Abstract
In the recent years, engineering new-to-nature CO2 and C1 fixing metabolic pathways made a leap forward. These new, artificial pathways promise higher yields and activity than natural ones like the Calvin-Benson-Bassham cycle. The question remains how to best predict their in vivo performance and what actually makes one pathway “better” than another.
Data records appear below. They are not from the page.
PR #427, opened 2025-06-19
Feature/mc-861-add-mechanism-for-disambiguating-guidelines

HadarYosef1:
Main changes:

- Add mechanism of guideline disambiguations
- Add test - most of them in test_disambiguation_batch. Add some tests to tests_guideline_matcher to test how guideline matching works when there is an ambiguaity + guidelines that should match from the group. Also Add BDD tests to see that the agent really adhering the clarification guideline + ask for clarification again if the user didn't answer

*I do have 2 tests that failing, but it's on cases that I would rather if it won't include some guidelines in the disambiguation but its not very critical it it does. I may need to change the test so it enable some guidelines to be either include or not include in the disambiguation group and still pass. Anyway, I didnt move them to unstable (Not really saomething to fix here) but I can.

Small implementation details to be aware of:
When listing the members of a disambiguation group head in its metadata, we retrieve them from the list of guidelines passed to the guideline matcher, rather than fetching them from the guideline store. This is done to avoid cases where the designer has linked guidelines from different agents to the same disambiguation head.


tests/core/stable/engines/alpha/test_disambiguation_batch.py
```diff
@@ -0,0 +1,949 @@
...
+        customer,
+        conversation_context,
+        head_condition,
+        is_ambiguous=False,
+        to_disambiguate_guidelines_names=to_disambiguate_guidelines,
+        disambiguating_guideline_names=disambiguating_guidelines,
+    )
+
+
+async def test_that_agent_re_ask_when_customer_didnt_answer_which_option(  # TODO BDD
```
MCBarKar, line 641: Is this here on accident?

tests/core/unstable/engines/alpha/features/user_stories/conversation.feature
```diff
@@ -97,3 +97,36 @@ Feature: Conversation
         Then a single message event is emitted
         And the message contains no direct offer of a 20% discount
 
+Scenario: The agent adhering the clarification guideline when disambiguation needed
```
kichanyurd: `Scenario: The agent adheres to the clarification guideline when disambiguation is needed`

tests/core/unstable/engines/alpha/features/user_stories/conversation.feature
```diff
@@ -97,3 +97,36 @@ Feature: Conversation
...
+        And a disambiguation head "amusement_park" when the customer asks to book a ticket to an amusement ride or attraction, and its not clear which one
+        And a guideline "snake_roller_coaster" is grouped under "amusement_park"
+        And a guideline "turtle_roller_coaster" is grouped under "amusement_park"
+        And a guideline "tiger_Ferris_wheel" is grouped under "amusement_park"
+        And a customer message, "Can I order one ticket to the roller coaster and one ticket to your tiger ferris wheel?"
+        When processing is triggered
+        Then a single message event is emitted
+        And the message contains a suggestion to book snake roller coaster or turtle roller coaster
+
+Scenario: The agent reask for clarification when disambiguation needed and customer hasn't responded
```
kichanyurd: `Scenario: The agent re-asks for clarification when disambiguation is needed and the customer hasn't responded`

tests/core/unstable/engines/alpha/features/user_stories/conversation.feature
```diff
@@ -97,3 +97,36 @@ Feature: Conversation
         Then a single message event is emitted
         And the message contains no direct offer of a 20% discount
 
+Scenario: The agent adhering the clarification guideline when disambiguation needed
+        Given an agent
+        And an empty session
+        And a guideline "snake_roller_coaster" to book it when the customer asks for the snake roller coaster
+        And a guideline "turtle_roller_coaster" to book it when the customer asks for the turtle roller coaster
+        And a guideline "tiger_Ferris_wheel" to book it when the customer asks for the tiger Ferris wheel
+        And a disambiguation head "amusement_park" when the customer asks to book a ticket to an amusement ride or attraction, and its not clear which one
```
kichanyurd: Change step name to `a disambiguation group head` (not just head by itself)

kichanyurd: `And a disambiguation group head "amusement_park" to activate when [...]`

Note the "to activate when..." also

tests/core/unstable/engines/alpha/features/user_stories/conversation.feature
```diff
@@ -97,3 +97,36 @@ Feature: Conversation
...
+        And a guideline "snake_roller_coaster" is grouped under "amusement_park"
+        And a guideline "turtle_roller_coaster" is grouped under "amusement_park"
+        And a guideline "tiger_Ferris_wheel" is grouped under "amusement_park"
+        And a customer message, "Can I order one ticket to the roller coaster and one ticket to your tiger ferris wheel?"
+        When processing is triggered
+        Then a single message event is emitted
+        And the message contains a suggestion to book snake roller coaster or turtle roller coaster
```
kichanyurd: This assertion is problematic. The LLM might interpret it as a logical "X or Y" which would be true if only X applies.

Instead, let's add TWO different assertions (and I suggest using capitals where relevant to be clear):
`And the message contains a suggestion to book the SNAKE roller coaster`
`And the message contains a suggestion to book the TURTLE roller coaster`

tests/sdk/test_guidelines.py
```diff
@@ -0,0 +1,98 @@
...
+
+        self.g1 = await self.agent.create_guideline(condition="Condition 1", action="Action 1")
+        self.g2 = await self.agent.create_guideline(condition="Condition 2", action="Action 2")
+
+        self.priority = await self.g1.prioritize_over(self.g2)
+
+    async def run(self, ctx: Context) -> None:
+        relationship_store = ctx.container[RelationshipStore]
+
+        rel_priority = await relationship_store.read_relationship(id=self.priority.id)
```
kichanyurd: You can reuse the variable name `relationship = ` across all tests instead of `rel_priority`, `rel_entail`, etc. It also reads better.

tests/sdk/test_guidelines.py
```diff
@@ -0,0 +1,98 @@
...
+    async def setup(self, server: p.Server) -> None:
+        self.agent = await server.create_agent(
+            name="Rel Agent",
+            description="Agent for guideline relationships",
+        )
+
+        self.g1 = await self.agent.create_guideline(condition="Condition 1", action="Action 1")
+        self.g2 = await self.agent.create_guideline(condition="Condition 2", action="Action 2")
+
+        self.priority = await self.g1.prioritize_over(self.g2)
```
kichanyurd: `self.relationship` for all tests which have one relationship being tested

tests/sdk/test_guidelines.py
```diff
@@ -0,0 +1,98 @@
...
+
+class Test_that_guideline_entailment_relationship_can_be_created(SDKTest):
+    async def setup(self, server: p.Server) -> None:
+        self.agent = await server.create_agent(
+            name="Rel Agent",
+            description="Agent for guideline relationships",
+        )
+
+        self.g1 = await self.agent.create_guideline(condition="Condition 1", action="Action 1")
+        self.g3 = await self.agent.create_guideline(condition="Condition 3", action="Action 3")
```
kichanyurd: `g3` by mistake? Change all 3s to 2s in this line

tests/sdk/test_guidelines.py
```diff
@@ -0,0 +1,98 @@
...
+
+
+class Test_that_guideline_dependency_relationship_can_be_created(SDKTest):
+    async def setup(self, server: p.Server) -> None:
+        self.agent = await server.create_agent(
+            name="Rel Agent",
+            description="Agent for guideline relationships",
+        )
+
+        self.g2 = await self.agent.create_guideline(condition="Condition 2", action="Action 2")
```
kichanyurd, line 53: 1 and 2, not 2 and 3

tests/sdk/test_guidelines.py
```diff
@@ -0,0 +1,98 @@
...
+    async def run(self, ctx: Context) -> None:
+        assert len(self.relationships) == 2
+
+        for rel in self.relationships:
+            assert rel.kind == GuidelineRelationshipKind.DISAMBIGUATION
+            assert rel.source == self.g1.id
+            assert rel.target in [self.g2.id, self.g3.id]
+
+
+class Test_that_guideline_disambiguate_raises_on_single_target(SDKTest):
```
kichanyurd: `Test_that_attempting_to_disambiguate_a_single_target_raises_an_error`

src/parlant/core/engines/alpha/guideline_matching/guideline_matcher.py
```diff
@@ -233,11 +238,19 @@ async def match_guidelines(
 
         t_end = time.time()
 
+        result_batches = [result.matches for result in batch_results]
+        matches: Sequence[GuidelineMatch] = list(chain.from_iterable(result_batches))
+
+        with self._logger.operation("Transforming guideline matches"):
```
kichanyurd: Use operations mainly when we care about timing things in logs. We can remove it here.

src/parlant/core/engines/alpha/guideline_matching/guideline_match.py
```diff
@@ -33,6 +35,10 @@ class GuidelineMatch:
     score: int
     rationale: str
     guideline_previously_applied: PreviouslyAppliedType = PreviouslyAppliedType.NO
+    metadata: Optional[Mapping[str, JSONSerializable]] = None
```
kichanyurd:
```python
from dataclasses import dataclass, field

metadata: Mapping[str, JSONSerializable] = field(default_factory=dict)
```

src/parlant/core/engines/alpha/guideline_matching/generic_guideline_matching_strategy_resolver.py
```diff
@@ -78,9 +97,16 @@ async def create_matching_batches(
         previously_applied_actionable_batch: list[Guideline] = []
         previously_applied_actionable_customer_dependent_batch: list[Guideline] = []
         actionable: list[Guideline] = []
+        disambiguation_batches: list[Guideline] = []
```
kichanyurd: A few naming changes here:

1. These aren't the batches - these are preliminary sorting groups for later batch creation. Call these `*_guidelines`
2. Change `actionable` to `actionable_guidelines` for consistency
3. `disambiguation_batches` to `disambiguation_guidelines`
4. Remove the concept of `sub_batches` - we only have `batches`

src/parlant/core/engines/alpha/guideline_matching/generic_guideline_matching_strategy_resolver.py
```diff
@@ -283,6 +374,58 @@ def _create_sub_batch_actionable_guideline(
             context=context,
         )
 
+    async def _get_disambiguation_guideline(
+        self,
+        guideline: Guideline,
```
kichanyurd: Rename this one to `candidate`

src/parlant/core/engines/alpha/guideline_matching/generic/disambiguation_batch.py
```diff
@@ -0,0 +1,651 @@
...
+    guideline_head: GuidelineContent
+    expected_result: DisambiguationGuidelineMatchesSchema
+
+
+class GenericDisambiguationGuidelineMatchingBatch(GuidelineMatchingBatch):
+    def __init__(
+        self,
+        logger: Logger,
+        schematic_generator: SchematicGenerator[DisambiguationGuidelineMatchesSchema],
+        guidelines: Sequence[Guideline],
```
kichanyurd: 1. Change to `disambiguation_guideline: Guideline`
2. Add `disambiguation_targets: list[Guideline]`

src/parlant/core/engines/alpha/guideline_matching/generic_guideline_matching_strategy_resolver.py
```diff
@@ -283,6 +374,58 @@ def _create_sub_batch_actionable_guideline(
             context=context,
         )
 
+    async def _get_disambiguation_guideline(
```
kichanyurd: Rename to `_try_get_disambiguation_group(...) -> Optional[tuple[Guideline, list[Guideline]]]`

src/parlant/core/engines/alpha/guideline_matching/generic_guideline_matching_strategy_resolver.py
```diff
@@ -135,6 +169,63 @@ async def create_report_analysis_batches(
...
+        self,
+        matches: Sequence[GuidelineMatch],
+    ) -> Sequence[GuidelineMatch]:
+        result: list[GuidelineMatch] = []
+        guidelines_to_skip: list[GuidelineId] = []
+
+        for m in matches:
+            disambiguation = m.metadata.get("disambiguation") if m.metadata else None
+
+            if disambiguation and "disambiguated_members" in cast(
```
kichanyurd:
```python
if disambiguation := m.metadata.get(...)`:
  targets = disambiguation.get("targets")
```

And note also the structure of the metadata currently is:
```json
{
  "disambiguation": {
    "disambiguation_members": [ ... ]
  }
}
```

And I have a few notes on this:
1. Let's stay consistent with the relationship by saying `disambiguation_targets` (not members)
2. If we're already within the `disambiguation` key, we don't need to repeat it. We can just have:

```json
{
  "disambiguation": {
    "targets": [ ... ]
  }
}
```

src/parlant/core/engines/alpha/guideline_matching/generic_guideline_matching_strategy_resolver.py
```diff
@@ -135,6 +169,63 @@ async def create_report_analysis_batches(
...
+                    )
+                )
+
+                result.append(
+                    GuidelineMatch(
+                        guideline=Guideline(
+                            id=cast(GuidelineId, f"<transient_{generate_id()}>"),
+                            creation_utc=datetime.now(),
+                            content=GuidelineContent(
+                                condition=m.guideline.content.condition,
```
kichanyurd, line 193: Passing the original condition here can be a problem, since, while the GM has enough context (hopefully) to disambiguate (e.g., explicit disambiguation prompt instructions as well as the disambiguation options/targets), the message generator doesn't have this context.

However, the message generator still lists the guidelines as `When X, then Y`.

This could create inconsistencies in the completion, since the MG prompt may not always decide that X actually applies.

I therefore suggest the following change:
1. Make `condition: Optional[str]` in `Guideline`
2. When it is `None`, the guideline should ALWAYS APPLY even without matching. That is, we shouldn't pass it through any LLM. We just say, "Yep, this is a match"
3. In this case, we would be creating a transient always-on guideline by removing the condition. It would be consistent with the above definition in our domain.
4. In the MG (and utterance selector), when encountering a guideline with an empty condition, instead of listing it as `When X, then Y`, just say, `Y`.

Incidentally, this will be really helpful for another feature we need - which is journey-step guidelines. They also won't have a condition associated with them.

In this context, we explore aerobic carbon fixation pathways by a computational approach and compare them based on their ATP-efficiency and specific activity considering the kinetics and thermodynamics of the reactions. Beside natural pathways, this included the artificial Reductive Glycine Pathway, the CETCH cycle and two completely new cycles with superior stoichiometry: The Reductive Citramalyl-CoA cycle and the 2-Hydroxyglutarate-Reverse Tricarboxylic Acid cycle. A comprehensive kinetic data set was collected for all enzymes of all pathways and missing kinetic data was sampled with the Parameter Balancing algorithm. Kinetic and thermodynamic data were fed to the Enzyme Cost Minimization algorithm to check for respective inconsistencies and calculate pathway specific activities.
We found that the Reductive Glycine Pathway, the CETCH cycle and the new Reductive Citramalyl-CoA cycle were predicted to have higher ATP-efficiencies and specific activities than the natural cycles. The Calvin Cycle performed better than previously thought, however. It can be concluded that the weaker overall characteristics in the design of the Calvin Cycle might be compensated by other benefits like robustness, low nutrient demand and a good compatibility with the host’s physiological requirements. Nevertheless, the artificial carbon fixation cycles hold great potential for future applications in Industrial Biotechnology and Synthetic Biology.
Competing Interest Statement
The authors have declared no competing interest.